## Directions
Print nothing but the lines below starting at the line that holds "PR #2332, opened 2026-08-31" and ending at the line that holds "## Root cause", including both, each exactly as written.

## Input
== Segment start ==

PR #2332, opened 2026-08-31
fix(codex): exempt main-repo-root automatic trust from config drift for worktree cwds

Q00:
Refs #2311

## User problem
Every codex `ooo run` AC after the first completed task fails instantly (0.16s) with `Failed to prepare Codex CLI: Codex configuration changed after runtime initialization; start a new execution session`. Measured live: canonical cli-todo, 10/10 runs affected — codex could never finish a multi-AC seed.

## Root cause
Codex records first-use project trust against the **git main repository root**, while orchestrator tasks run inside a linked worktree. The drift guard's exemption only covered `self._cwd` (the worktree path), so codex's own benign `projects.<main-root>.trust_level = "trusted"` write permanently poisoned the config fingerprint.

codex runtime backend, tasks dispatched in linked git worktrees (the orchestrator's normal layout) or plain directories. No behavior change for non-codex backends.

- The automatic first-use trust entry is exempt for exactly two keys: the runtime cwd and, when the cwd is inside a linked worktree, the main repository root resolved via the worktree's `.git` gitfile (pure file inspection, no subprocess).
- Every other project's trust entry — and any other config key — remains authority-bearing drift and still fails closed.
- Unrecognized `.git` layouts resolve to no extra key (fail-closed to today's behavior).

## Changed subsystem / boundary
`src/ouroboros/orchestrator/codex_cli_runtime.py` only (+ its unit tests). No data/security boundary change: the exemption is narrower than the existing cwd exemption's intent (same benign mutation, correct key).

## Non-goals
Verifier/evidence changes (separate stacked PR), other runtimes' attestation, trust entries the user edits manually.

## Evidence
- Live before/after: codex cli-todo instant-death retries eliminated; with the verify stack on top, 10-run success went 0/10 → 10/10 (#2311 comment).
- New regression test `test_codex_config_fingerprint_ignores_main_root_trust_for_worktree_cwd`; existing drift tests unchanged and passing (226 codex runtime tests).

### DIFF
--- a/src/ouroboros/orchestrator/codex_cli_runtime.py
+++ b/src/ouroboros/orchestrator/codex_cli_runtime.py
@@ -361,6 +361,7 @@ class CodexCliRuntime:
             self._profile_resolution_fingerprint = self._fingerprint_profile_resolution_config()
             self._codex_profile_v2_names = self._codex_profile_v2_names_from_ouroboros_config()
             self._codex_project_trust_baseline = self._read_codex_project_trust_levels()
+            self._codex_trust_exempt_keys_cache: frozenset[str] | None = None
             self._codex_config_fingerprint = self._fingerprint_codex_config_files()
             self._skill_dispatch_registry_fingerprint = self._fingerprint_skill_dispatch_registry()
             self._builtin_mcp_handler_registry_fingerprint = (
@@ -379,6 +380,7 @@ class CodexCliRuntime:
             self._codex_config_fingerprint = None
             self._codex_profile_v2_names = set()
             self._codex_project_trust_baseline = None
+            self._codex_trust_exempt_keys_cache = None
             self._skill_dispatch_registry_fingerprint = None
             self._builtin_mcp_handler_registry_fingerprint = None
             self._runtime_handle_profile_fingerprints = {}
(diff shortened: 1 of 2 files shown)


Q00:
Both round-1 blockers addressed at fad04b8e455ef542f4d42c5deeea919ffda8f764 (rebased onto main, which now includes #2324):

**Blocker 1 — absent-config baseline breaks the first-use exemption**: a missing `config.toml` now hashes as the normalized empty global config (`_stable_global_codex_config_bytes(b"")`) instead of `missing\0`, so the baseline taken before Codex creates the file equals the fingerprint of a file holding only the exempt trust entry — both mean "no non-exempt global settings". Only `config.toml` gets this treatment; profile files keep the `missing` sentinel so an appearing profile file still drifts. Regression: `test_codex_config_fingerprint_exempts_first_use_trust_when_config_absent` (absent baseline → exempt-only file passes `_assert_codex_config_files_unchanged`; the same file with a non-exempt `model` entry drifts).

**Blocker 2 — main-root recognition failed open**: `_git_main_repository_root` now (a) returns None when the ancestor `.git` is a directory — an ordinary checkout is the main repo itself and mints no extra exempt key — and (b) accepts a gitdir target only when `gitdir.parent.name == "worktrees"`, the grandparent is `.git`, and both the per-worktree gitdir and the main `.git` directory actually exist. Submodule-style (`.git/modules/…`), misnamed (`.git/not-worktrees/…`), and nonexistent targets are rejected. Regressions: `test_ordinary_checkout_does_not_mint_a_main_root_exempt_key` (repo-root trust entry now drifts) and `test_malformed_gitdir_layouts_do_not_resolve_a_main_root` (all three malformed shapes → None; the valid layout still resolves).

== Segment end ==
== Segment start ==

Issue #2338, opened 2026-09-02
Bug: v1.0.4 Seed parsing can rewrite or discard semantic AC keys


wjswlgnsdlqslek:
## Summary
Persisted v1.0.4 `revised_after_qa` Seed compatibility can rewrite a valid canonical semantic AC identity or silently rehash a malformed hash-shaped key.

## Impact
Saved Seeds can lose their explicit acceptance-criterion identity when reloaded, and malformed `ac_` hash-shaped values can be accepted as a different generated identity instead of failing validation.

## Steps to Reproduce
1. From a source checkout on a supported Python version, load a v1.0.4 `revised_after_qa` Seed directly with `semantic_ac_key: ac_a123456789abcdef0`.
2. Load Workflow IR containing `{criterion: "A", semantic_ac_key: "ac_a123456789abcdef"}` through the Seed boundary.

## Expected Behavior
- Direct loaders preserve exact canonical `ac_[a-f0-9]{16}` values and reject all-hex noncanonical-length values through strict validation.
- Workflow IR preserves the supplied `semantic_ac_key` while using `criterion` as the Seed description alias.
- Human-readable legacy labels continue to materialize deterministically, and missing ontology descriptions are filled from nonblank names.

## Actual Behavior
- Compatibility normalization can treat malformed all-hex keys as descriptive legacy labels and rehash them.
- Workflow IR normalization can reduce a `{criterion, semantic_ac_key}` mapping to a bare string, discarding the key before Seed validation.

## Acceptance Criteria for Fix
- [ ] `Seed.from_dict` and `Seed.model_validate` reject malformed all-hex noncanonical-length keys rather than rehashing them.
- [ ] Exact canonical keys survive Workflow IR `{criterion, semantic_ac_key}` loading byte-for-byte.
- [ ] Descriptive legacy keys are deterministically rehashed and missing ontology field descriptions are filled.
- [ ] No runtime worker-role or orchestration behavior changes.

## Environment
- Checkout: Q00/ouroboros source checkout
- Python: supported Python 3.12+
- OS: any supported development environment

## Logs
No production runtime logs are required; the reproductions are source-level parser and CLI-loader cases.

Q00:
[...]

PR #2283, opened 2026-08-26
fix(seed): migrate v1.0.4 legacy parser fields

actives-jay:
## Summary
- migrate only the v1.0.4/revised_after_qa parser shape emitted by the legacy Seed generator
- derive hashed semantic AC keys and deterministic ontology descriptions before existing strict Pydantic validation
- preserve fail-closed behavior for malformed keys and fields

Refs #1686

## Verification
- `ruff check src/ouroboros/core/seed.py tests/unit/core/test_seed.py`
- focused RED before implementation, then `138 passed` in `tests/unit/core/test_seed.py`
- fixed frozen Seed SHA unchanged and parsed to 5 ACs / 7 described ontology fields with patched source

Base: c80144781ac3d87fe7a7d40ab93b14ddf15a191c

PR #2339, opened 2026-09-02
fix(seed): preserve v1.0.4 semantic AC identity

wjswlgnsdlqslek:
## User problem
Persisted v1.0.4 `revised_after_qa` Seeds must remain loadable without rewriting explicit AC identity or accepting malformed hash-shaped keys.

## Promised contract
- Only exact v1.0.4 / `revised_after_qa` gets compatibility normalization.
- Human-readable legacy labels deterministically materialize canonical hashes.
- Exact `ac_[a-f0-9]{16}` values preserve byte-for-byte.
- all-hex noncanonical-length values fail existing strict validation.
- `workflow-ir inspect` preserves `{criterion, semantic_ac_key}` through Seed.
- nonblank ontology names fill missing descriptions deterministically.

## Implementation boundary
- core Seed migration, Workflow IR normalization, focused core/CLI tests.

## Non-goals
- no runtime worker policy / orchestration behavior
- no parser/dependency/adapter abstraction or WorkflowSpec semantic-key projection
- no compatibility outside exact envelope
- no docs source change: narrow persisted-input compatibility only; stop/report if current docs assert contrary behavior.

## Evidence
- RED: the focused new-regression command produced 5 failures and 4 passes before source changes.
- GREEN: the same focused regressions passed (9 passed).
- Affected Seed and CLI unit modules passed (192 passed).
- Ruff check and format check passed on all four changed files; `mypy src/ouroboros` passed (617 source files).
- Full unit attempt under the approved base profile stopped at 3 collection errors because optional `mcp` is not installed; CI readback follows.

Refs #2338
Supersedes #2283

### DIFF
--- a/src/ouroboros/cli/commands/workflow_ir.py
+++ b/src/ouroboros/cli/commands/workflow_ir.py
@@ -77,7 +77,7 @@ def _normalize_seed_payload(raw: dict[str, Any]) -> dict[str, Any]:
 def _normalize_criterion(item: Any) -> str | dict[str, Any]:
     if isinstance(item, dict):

== Segment end ==
== Segment start ==

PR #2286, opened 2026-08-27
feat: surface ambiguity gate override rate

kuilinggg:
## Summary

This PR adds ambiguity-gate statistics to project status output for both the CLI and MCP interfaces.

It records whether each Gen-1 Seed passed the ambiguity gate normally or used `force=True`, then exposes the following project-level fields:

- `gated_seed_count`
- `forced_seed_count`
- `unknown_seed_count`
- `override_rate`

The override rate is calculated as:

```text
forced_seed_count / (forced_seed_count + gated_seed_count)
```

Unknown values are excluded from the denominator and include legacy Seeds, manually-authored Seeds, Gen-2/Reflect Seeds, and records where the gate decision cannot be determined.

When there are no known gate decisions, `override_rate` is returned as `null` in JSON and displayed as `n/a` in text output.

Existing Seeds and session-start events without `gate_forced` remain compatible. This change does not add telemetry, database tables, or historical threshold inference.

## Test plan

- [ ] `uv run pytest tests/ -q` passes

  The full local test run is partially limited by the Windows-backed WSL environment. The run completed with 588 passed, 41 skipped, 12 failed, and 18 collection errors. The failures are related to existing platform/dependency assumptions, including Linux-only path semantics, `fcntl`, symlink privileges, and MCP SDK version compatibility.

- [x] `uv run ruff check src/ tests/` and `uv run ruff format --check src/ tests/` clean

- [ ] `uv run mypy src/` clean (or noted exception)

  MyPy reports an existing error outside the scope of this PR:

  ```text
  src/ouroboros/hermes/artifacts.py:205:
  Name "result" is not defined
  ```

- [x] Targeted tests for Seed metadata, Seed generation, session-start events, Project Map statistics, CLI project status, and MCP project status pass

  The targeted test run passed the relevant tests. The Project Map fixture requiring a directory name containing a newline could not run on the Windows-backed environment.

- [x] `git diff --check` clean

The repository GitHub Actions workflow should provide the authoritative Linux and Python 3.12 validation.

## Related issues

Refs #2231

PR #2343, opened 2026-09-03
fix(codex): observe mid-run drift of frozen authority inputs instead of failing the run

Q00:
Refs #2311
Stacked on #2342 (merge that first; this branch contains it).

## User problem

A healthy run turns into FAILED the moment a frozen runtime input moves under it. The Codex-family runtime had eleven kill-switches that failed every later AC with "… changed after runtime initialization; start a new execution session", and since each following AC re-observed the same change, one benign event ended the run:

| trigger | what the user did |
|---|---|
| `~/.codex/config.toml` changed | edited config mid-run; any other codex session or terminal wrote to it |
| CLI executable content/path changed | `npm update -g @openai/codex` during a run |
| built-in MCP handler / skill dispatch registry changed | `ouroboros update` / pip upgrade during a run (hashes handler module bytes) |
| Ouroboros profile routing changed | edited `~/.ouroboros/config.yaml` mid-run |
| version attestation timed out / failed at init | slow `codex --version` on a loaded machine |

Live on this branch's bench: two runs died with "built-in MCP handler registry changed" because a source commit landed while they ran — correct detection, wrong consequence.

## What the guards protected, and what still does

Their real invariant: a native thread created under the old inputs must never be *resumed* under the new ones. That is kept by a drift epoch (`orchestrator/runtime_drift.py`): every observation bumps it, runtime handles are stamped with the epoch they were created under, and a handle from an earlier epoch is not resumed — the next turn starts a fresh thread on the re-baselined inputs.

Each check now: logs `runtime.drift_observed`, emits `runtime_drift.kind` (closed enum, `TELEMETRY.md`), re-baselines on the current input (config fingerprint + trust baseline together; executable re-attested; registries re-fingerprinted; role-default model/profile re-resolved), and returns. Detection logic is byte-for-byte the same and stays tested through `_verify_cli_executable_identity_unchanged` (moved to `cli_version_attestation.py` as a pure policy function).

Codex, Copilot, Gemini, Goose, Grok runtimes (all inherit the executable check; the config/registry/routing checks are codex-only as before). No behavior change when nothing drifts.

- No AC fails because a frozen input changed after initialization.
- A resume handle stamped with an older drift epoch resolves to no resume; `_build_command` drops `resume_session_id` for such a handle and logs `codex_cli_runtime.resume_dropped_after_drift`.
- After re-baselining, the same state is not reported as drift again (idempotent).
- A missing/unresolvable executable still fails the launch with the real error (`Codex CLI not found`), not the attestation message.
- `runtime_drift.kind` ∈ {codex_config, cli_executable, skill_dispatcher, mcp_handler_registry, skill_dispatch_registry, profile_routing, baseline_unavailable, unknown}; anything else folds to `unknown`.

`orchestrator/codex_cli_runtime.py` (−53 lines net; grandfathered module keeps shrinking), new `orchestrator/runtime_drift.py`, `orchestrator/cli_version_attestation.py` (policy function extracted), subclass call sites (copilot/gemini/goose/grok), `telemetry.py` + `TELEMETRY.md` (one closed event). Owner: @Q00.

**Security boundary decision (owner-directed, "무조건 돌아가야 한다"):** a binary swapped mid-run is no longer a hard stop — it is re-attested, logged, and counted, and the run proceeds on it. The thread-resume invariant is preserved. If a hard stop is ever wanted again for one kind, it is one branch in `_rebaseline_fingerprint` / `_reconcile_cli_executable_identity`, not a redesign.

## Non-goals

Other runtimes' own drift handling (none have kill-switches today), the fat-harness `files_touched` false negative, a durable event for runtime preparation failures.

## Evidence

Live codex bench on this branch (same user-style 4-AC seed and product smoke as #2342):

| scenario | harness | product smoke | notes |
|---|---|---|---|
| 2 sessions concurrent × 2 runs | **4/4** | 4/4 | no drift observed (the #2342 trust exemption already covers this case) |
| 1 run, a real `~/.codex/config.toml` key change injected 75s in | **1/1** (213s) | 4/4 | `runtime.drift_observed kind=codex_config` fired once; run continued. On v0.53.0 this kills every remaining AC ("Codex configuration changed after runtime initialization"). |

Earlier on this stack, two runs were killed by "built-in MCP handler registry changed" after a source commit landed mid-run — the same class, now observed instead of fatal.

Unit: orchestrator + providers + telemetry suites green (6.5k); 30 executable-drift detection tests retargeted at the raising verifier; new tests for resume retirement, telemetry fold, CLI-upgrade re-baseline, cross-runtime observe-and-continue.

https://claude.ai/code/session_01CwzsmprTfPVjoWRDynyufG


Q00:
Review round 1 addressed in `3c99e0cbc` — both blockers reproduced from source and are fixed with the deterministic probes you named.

== Segment end ==

## Written answer
PR #2332, opened 2026-08-31
fix(codex): exempt main-repo-root automatic trust from config drift for worktree cwds

Q00:
Refs #2311

## User problem
Every codex `ooo run` AC after the first completed task fails instantly (0.16s) with `Failed to prepare Codex CLI: Codex configuration changed after runtime initialization; start a new execution session`. Measured live: canonical cli-todo, 10/10 runs affected — codex could never finish a multi-AC seed.

## Root cause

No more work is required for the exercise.